When Ram Krishna and Ashok Kumar who live in the servant quarters in Sector 31 approached me with the problem of their girls having gone missing from within 500 metres of D5, Sector 31, I requested then SSP Rathore to place a policeman for vigil outside Pandher’s house. Nothing much emerged from this exercise.
But my ordinary routine suddenly took a U-turn when Jhabulal said he has seen bloodied human remains outside the bylanes of D5. Between December 29, 2006 and January 2007, the police sent an ATS team to dig out more into the happenings in the society. Koli was picked up for questioning in 2006 and he admitted to have killed and raped two victims. He also helped the police find the remains of his victims. We thought the case was over. But soon, a lot other skeletons were discovered. The CBI took over on January 12, 2007 and then the entire truth came out.

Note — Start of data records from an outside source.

PR #469, opened 2024-03-04
[FMD-234]: Add Project Finance Change table

Joel-Pearce:
- Adds the ```ProjectFinanceChange``` table.
- Updates serialisation & tests for this table.
- Adds mapping for this table.


core/db/entities.py
```diff
@@ -507,3 +508,23 @@ class RiskRegister(BaseModel):
...
         ),
     )
+
+
+class ProjectFinanceChange(BaseModel):
+    """Stores Project Finance Change data for projects."""
+
+    __tablename__ = "project_finance_change"
+
+    project_id: Mapped[GUID] = sqla.orm.mapped_column(
```
nsnape, line 518: as discussed, potentially map to programme level?

tests/serialisation_tests/test_serialisation.py
```diff
@@ -221,6 +222,23 @@ def test_serialise_download_data_no_filters(seeded_test_client, additional_test_
         "Place",
         "OrganisationName",
     ]
+    assert list(test_serialised_data["ProjectFinanceChange"][0].keys()) == [
```
nsnape, line 225: out of interest, if we don't add PFC data in the conftest, does this return here as an empty table, or do we just drop empty tables?

nsnape (changes requested):

tests/serialisation_tests/test_serialisation.py
Joel-Pearce: It returns an empty table.

The current behaviour is that we serialise out empty tabs where there's no information for a given table relative to a set of queries. I presumed this would remain the case for empty tables, or else we'll have to write conditionals for tables that we don't want to serialise out if empty.

core/db/entities.py
```diff
@@ -503,3 +506,23 @@ class RiskRegister(BaseModel):
...
+
+class ProjectFinanceChange(BaseModel):
+    """Stores Project Finance Change data for projects."""
+
+    __tablename__ = "project_finance_change"
+
+    programme_junction_id: Mapped[GUID] = sqla.orm.mapped_column(
+        sqla.ForeignKey("programme_junction.id", ondelete="CASCADE"), nullable=False
+    )
+    event_data_blob = sqla.Column(JSONB, nullable=True)
```
nsnape, line 519: I guess just make sure this is in-line with standard blob column naming

core/db/queries.py
```diff
@@ -533,6 +533,33 @@ def risk_register_query(base_query: Query) -> Query:
...
+    """
+    extended_query = (
+        base_query.join(
+            ents.ProjectFinanceChange, ents.ProjectFinanceChange.programme_junction_id == ents.ProgrammeJunction.id
+        )
+        .with_entities(
+            ents.Submission.submission_id,
+            ents.Programme.programme_id,
+            ents.ProjectFinanceChange.data_blob,
+            ents.Project.project_name,
```
nsnape, line 553: I don't think this field makes sense now (Project.project_name). The query should pull the PFC project names from the jsonb and differentiate them

nsnape (changes requested):

core/db/queries.py
Joel-Pearce: Makes sense

nsnape (approved):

The dates and the happenings are etched on my mind forever. Jhabhulal, Ram Krishna and I decided to help the special team unearth the drain and the findings were so horrifying that Ram Krishna left midway. The first bloody sack and its contents are still my worst nightmare.

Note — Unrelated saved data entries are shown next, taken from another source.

PR #470, opened 2024-03-05
[FMD-242]: add jsonb col to submission dim

Joel-Pearce:
Adds a column ```data_blob``` to ```submission_dim```.


MarcUsher (approved):
LGTM :thumbsup:

core/db/entities.py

Rimpy had been just married and the decomposed body in that sack was her. She had been killed only 24 hours before being discovered in the by-lane of D5 so the blood and stench was still fresh. Her head had been severed but packed alongside. The severed portion was still oozing blood. She still had a bindi on her forehead and sindoor in her maang. That image has haunted me ever since. Koli’s hanging date only revives the painful memories and the hard work we put in to ensure that the accused were brought to book. I have attended all witness sessions and gave testimony at least 60 times. But what hit me the hardest was when the then Mayawati Government slapped a bribery and fraud charge on me, Jhabhulal and Papulal.
I got a call around midnight saying that I had been charged for fraud. I got entangled into a Mayawati-Mulayam battle. The people I had been helping in Nithari thought I had betrayed them. They stopped taking me seriously called me bikau. That hurt. I am still struggling with this. Koli’s hanging is not enough but it is a step in the right direction.